*** Extracted data ***
PR #7580, opened 2024-04-25
[GEOS-11332] Renaming style with uppercase/downcase empty the sld file

aaime:
[GEOS-11332](https://osgeo-org.atlassian.net/browse/GEOS-11332) [Powered by Pull Request Badge](https://pullrequestbadge.com/?utm_medium=github&utm_source=geoserver&utm_campaign=badge_info)

Nasty little bug that causes "data loss" (as in, stylesheet loss)

# Checklist

### DIFF
--- a/src/platform/src/main/java/org/geoserver/util/IOUtils.java
+++ b/src/platform/src/main/java/org/geoserver/util/IOUtils.java
@@ -30,6 +30,7 @@ import java.util.zip.ZipFile;
 import java.util.zip.ZipInputStream;
 import java.util.zip.ZipOutputStream;
 import org.apache.commons.io.FileUtils;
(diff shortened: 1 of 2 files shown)


aaime:
@jodygarnett do you have 5 minutes for a review? It's loosely in Resource area, while it does not change it directly, the method is being used by it to handle renames. The original code was written with case-insensitive file systems in mind, and causes data loss on Linux (style body is lost, at least from the UI, takes a little digging into the data dir to recover it).

jodygarnett (approved):
Wow the is a challenge, there is no way I know in java to detect if a file system is case sensitive.

aaime:
Yes, neither do I. But Files.move should figure it out by itself

PR #7590, opened 2024-05-02
[GEOS-11382] The interceptor "CiteComplianceHack" never gets invoked by the Dispatcher Servlet

afabiani:
[GEOS-11382](https://osgeo-org.atlassian.net/browse/GEOS-11382) [Powered by Pull Request Badge](https://pullrequestbadge.com/?utm_medium=github&utm_source=geoserver&utm_campaign=badge_info)

Fixes: https://osgeo-org.atlassian.net/browse/GEOS-11382
  

# Checklist

### DIFF
--- a/src/main/src/main/java/org/geoserver/ows/CiteComplianceHack.java
+++ b/src/main/src/main/java/org/geoserver/ows/CiteComplianceHack.java
@@ -69,7 +69,7 @@ public class CiteComplianceHack implements HandlerInterceptor {
             return dispatcher.service(req);
         } catch (Throwable t) {
             LOGGER.log(Level.FINE, "Exception while looking for the 'Service' from the request", t);
-            // load from teh context
+            // load from the context
             try {
                 UriComponentsBuilder builder =
                         UriComponentsBuilder.fromUriString(request.getServletPath());
--- a/src/main/src/main/java/org/geoserver/ows/CiteComplianceHack.java
+++ b/src/main/src/main/java/org/geoserver/ows/CiteComplianceHack.java
@@ -13,7 +13,6 @@ import javax.servlet.http.HttpServletResponse;
 import org.geoserver.config.GeoServer;
 import org.geoserver.config.ServiceInfo;
 import org.geoserver.platform.Service;
-import org.geoserver.platform.ServiceException;
 import org.geotools.util.logging.Logging;
 import org.springframework.web.servlet.HandlerInterceptor;
 import org.springframework.web.servlet.ModelAndView;
@@ -44,10 +43,10 @@ public class CiteComplianceHack implements HandlerInterceptor {
             throws Exception {
         if (handler instanceof Dispatcher) {
             Dispatcher dispatcher = (Dispatcher) handler;
-            Service service = findService(dispatcher, request, response);
+            String service = findService(dispatcher, request, response);
             if (service != null
-                    && (service.getId().equalsIgnoreCase(getInfo().getId())
-                            || service.getId().equalsIgnoreCase(getInfo().getName()))) {
+                    && (service.equalsIgnoreCase(getInfo().getId())
+                            || service.equalsIgnoreCase(getInfo().getName()))) {
                 dispatcher.setCiteCompliant(getInfo().isCiteCompliant());
             }
         }
@@ -55,7 +54,7 @@ public class CiteComplianceHack implements HandlerInterceptor {
         return true;
     }
 
-    private Service findService(
+    private String findService(
             Dispatcher dispatcher, HttpServletRequest request, HttpServletResponse response) {
         // create a new request instance
         Request req = new Request();
@@ -66,9 +65,10 @@ public class CiteComplianceHack implements HandlerInterceptor {
 
         // find the service
         try {
-            return dispatcher.service(req);
-        } catch (Throwable t) {
-            LOGGER.log(Level.FINE, "Exception while looking for the 'Service' from the request", t);
+            return dispatcher.getServiceFromRequest(req);
+        } catch (Exception ex1) {
+            LOGGER.log(
+                    Level.FINE, "Exception while looking for the 'Service' from the request", ex1);
             // load from the context
             try {
                 UriComponentsBuilder builder =
@@ -82,23 +82,14 @@ public class CiteComplianceHack implements HandlerInterceptor {
                                     req.getVersion(),
                                     req.getNamespace());
                     if (serviceDescriptor != null) {
-                        req.setServiceDescriptor(serviceDescriptor);
-                        try {
-                            return dispatcher.fireServiceDispatchedCallback(req, serviceDescriptor);
-                        } catch (ServiceException se) {
-                            LOGGER.log(
-                                    Level.FINE,
-                                    "Exception while searching for the 'Service Descriptor'",
-                                    se);
-                            return null;
-                        }
+                        return serviceDescriptor.getId();
                     }
                 }
-            } catch (Exception e) {
+            } catch (Exception ex2) {
                 LOGGER.log(
                         Level.FINE,
                         "Exception while decoding OWS URL " + request.getServletPath(),
-                        e);
+                        ex2);
             }
             return null;
         }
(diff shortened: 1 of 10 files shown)


src/wms/src/main/java/applicationContext.xml
```diff
@@ -408,10 +414,12 @@
...
-    <bean id="wmsCiteComplianceHack" class="org.geoserver.ows.CiteComplianceHack">
-        <constructor-arg ref="geoServer"/>
-        <constructor-arg value="org.geoserver.wms.WMSInfo"/>
-    </bean>
+    <mvc:interceptors>
+        <bean id="wmsCiteComplianceHack" class="org.geoserver.ows.CiteComplianceHack">
+            <constructor-arg ref="geoServer"/>
+            <constructor-arg value="org.geoserver.wms.WMSInfo"/>
+        </bean>
+    </mvc:interceptors>
```
aaime, line 422: I heard that in order to make WMS compliant, one had to make all the other services compliant... but this change seems to be related to having the interceptor be actually invoked.  The same interceptor is declared for other services as well, why has it been changed only here?

I've done a quick test and here are some thoughts.

The situation is confusing. Each OGC service should have its own compliance hack declaration, but only a few actually do, WMS, WFS, and CSW (but not WCS for example, maybe it's strict by default):

```xml
C:\Users\andre\devel\geoserver>git grep -i citecompliancehack -- "*.xml"
src/extension/csw/core/src/main/java/applicationContext.xml:          <ref bean="cswCiteComplianceHack"/>
src/extension/csw/core/src/main/java/applicationContext.xml:    <bean id="cswCiteComplianceHack" class="org.geoserver.ows.CiteComplianceHack">
src/wfs/src/main/java/applicationContext.xml:   <bean id="wfsCiteComplianceHack" class="org.geoserver.ows.CiteComplianceHack">
src/wfs/src/main/java/applicationContext.xml:                           <ref bean="wfsCiteComplianceHack"/>
src/wms/src/main/java/applicationContext.xml:    <bean id="wmsCiteComplianceHack" class="org.geoserver.ows.CiteComplianceHack">
```

Originally the all used to run, maybe some Spring upgrade broke that? In any case, looking at the compliance hack source code, it makes no attempt to check which service is being called. So if all 3 of the above hacks are called, the last one wins, which is a random choice picking the cite compliance configuration of the last hack that gets run.

The hack should be doing some attempt at figuring out if the service is a match, e.g., check the last element of the path, and/or check if there is a service=<id> kvp parameter that matches the current service configuration.

My other worry is that the mvc configuration is something new, and it might end up interacting with the other dispatchers, like the REST API and the OGC API one... hopefully not, the cite compliance hack specifically checks that the handler is the OWS Dispatcher. But I'd recommend doing some light manual testing of the REST API and the OGC API in a running GeoServer.

Long story short:
* Update the hack to check its own configured service only
* Update other OGC services with CITE hacks as well
* Add a test to ensure the flag is working, it's evidently missing or we would not have had this regression

afabiani: Yessir!

afabiani: @aaime turns out that there's no need to introduce the `mvc:interceptors` tag. There was just a missing initialized element on the `wmsURLMapping` bean.

I've been added few more tests and checks for the current service.

src/main/src/main/java/org/geoserver/ows/CiteComplianceHack.java
```diff
@@ -36,12 +44,66 @@ public boolean preHandle(
...
+        // create a new request instance
+        Request req = new Request();
+
+        // set request / response
+        req.setHttpRequest(request);
+        req.setHttpResponse(response);
+
+        // find the service
+        try {
+            return dispatcher.service(req);
```
aaime, line 69: Good idea, but problematic. The service method at the end calls the dispatcher callbacks, which should not happen:
* they would receive events out of order
* they would receive events multiple times (when the dispatcher actually parses the request)

That said, it should be easy to refactour a method that only computes the service descriptor, make it static, and call it from both the existing Dispatcher.service(...) and from here.

I'm worried about POST requests, as the XML body is read while computing the service... it is properly "pushed back" so that the dispatcher can parse it again? You might want to test a GetFeature in XML format, interactively and/or as part of tests.

src/main/src/main/java/org/geoserver/ows/CiteComplianceHack.java
```diff
@@ -36,12 +44,66 @@ public boolean preHandle(
...
+        } catch (Throwable t) {
```
aaime, line 70: Never catch a Throable, you want Error instances (e..g, OOM) to go free. Catch Exception instead.

src/main/src/main/java/org/geoserver/ows/CiteComplianceHack.java
```diff
@@ -36,12 +44,66 @@ public boolean preHandle(
...
+                        req.setServiceDescriptor(serviceDescriptor);
+                        try {
+                            return dispatcher.fireServiceDispatchedCallback(req, serviceDescriptor);
+                        } catch (ServiceException se) {
+                            LOGGER.log(
+                                    Level.FINE,
+                                    "Exception while searching for the 'Service Descriptor'",
+                                    se);
+                            return null;
+                        }
```
aaime, line 94: Why go through the callbacks, and not just return the service found?

src/main/src/main/java/org/geoserver/ows/CiteComplianceHack.java
```diff
@@ -36,12 +44,66 @@ public boolean preHandle(
...
+        // set request / response
+        req.setHttpRequest(request);
+        req.setHttpResponse(response);
+
+        // find the service
+        try {
+            return dispatcher.service(req);
+        } catch (Throwable t) {
+            LOGGER.log(Level.FINE, "Exception while looking for the 'Service' from the request", t);
+            // load from teh context
```
aaime, line 72:
```suggestion
            // load from the context
```

src/wfs/src/main/java/applicationContext.xml
```diff
@@ -1,11 +1,10 @@
 <?xml version="1.0" encoding="UTF-8"?>
-<!-- 
+<!--
  Copyright (C) 2014 - 2016 Open Source Geospatial Foundation. All rights reserved.
  This code is licensed under the GPL 2.0 license, available at the root
  application directory.
  -->
 <!DOCTYPE beans PUBLIC "-//SPRING//DTD BEAN//EN" "http://www.springframework.org/dtd/spring-beans.dtd">
-
```
aaime, line 8: Several unrelated changes in this file (whitespace)

src/wms/src/main/java/applicationContext.xml
```diff
@@ -1,12 +1,12 @@
-
-<!--
```
aaime, line 2: More whiltespace unrelated changes

src/wms/src/main/java/applicationContext.xml
```diff
@@ -418,6 +418,11 @@
 		class="org.geoserver.ows.OWSHandlerMapping">
 		<constructor-arg ref="catalog"/>
 		<property name="alwaysUseFullPath" value="true"/>
+        <property name="interceptors">
```
aaime, line 421: This block is mis-aligned:

image

aaime (changes requested):
This is definitely going in the right direction. See comments below.

aaime:
Looks good to me. Pay attention the QA build is failing.

src/main/src/main/java/org/geoserver/ows/CiteComplianceHack.java
afabiani: done

src/main/src/main/java/org/geoserver/ows/CiteComplianceHack.java
afabiani: done

src/wfs/src/main/java/applicationContext.xml
afabiani: done

src/wms/src/main/java/applicationContext.xml
afabiani: done

aaime (approved):

PR #7615, opened 2024-05-09
[GEOS-11351] Exact term search in the pages' filters

axl8713:
[GEOS-11351](https://osgeo-org.atlassian.net/browse/GEOS-11351) [Powered by Pull Request Badge](https://pullrequestbadge.com/?utm_medium=github&utm_source=geoserver&utm_campaign=badge_info)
*** End of Extracted data ***
*Goal of the exercise*. Repeat exactly the lines of the data from the first one through the line with "-69,7 +69,7 @@", both of them included.

*Output*.
PR #7580, opened 2024-04-25
[GEOS-11332] Renaming style with uppercase/downcase empty the sld file

aaime:
[GEOS-11332](https://osgeo-org.atlassian.net/browse/GEOS-11332) [Powered by Pull Request Badge](https://pullrequestbadge.com/?utm_medium=github&utm_source=geoserver&utm_campaign=badge_info)

Nasty little bug that causes "data loss" (as in, stylesheet loss)

# Checklist

### DIFF
--- a/src/platform/src/main/java/org/geoserver/util/IOUtils.java
+++ b/src/platform/src/main/java/org/geoserver/util/IOUtils.java
@@ -30,6 +30,7 @@ import java.util.zip.ZipFile;
 import java.util.zip.ZipInputStream;
 import java.util.zip.ZipOutputStream;
 import org.apache.commons.io.FileUtils;
(diff shortened: 1 of 2 files shown)


aaime:
@jodygarnett do you have 5 minutes for a review? It's loosely in Resource area, while it does not change it directly, the method is being used by it to handle renames. The original code was written with case-insensitive file systems in mind, and causes data loss on Linux (style body is lost, at least from the UI, takes a little digging into the data dir to recover it).

jodygarnett (approved):
Wow the is a challenge, there is no way I know in java to detect if a file system is case sensitive.

aaime:
Yes, neither do I. But Files.move should figure it out by itself

PR #7590, opened 2024-05-02
[GEOS-11382] The interceptor "CiteComplianceHack" never gets invoked by the Dispatcher Servlet

afabiani:
[GEOS-11382](https://osgeo-org.atlassian.net/browse/GEOS-11382) [Powered by Pull Request Badge](https://pullrequestbadge.com/?utm_medium=github&utm_source=geoserver&utm_campaign=badge_info)

Fixes: https://osgeo-org.atlassian.net/browse/GEOS-11382
  

# Checklist

### DIFF
--- a/src/main/src/main/java/org/geoserver/ows/CiteComplianceHack.java
+++ b/src/main/src/main/java/org/geoserver/ows/CiteComplianceHack.java
@@ -69,7 +69,7 @@ public class CiteComplianceHack implements HandlerInterceptor {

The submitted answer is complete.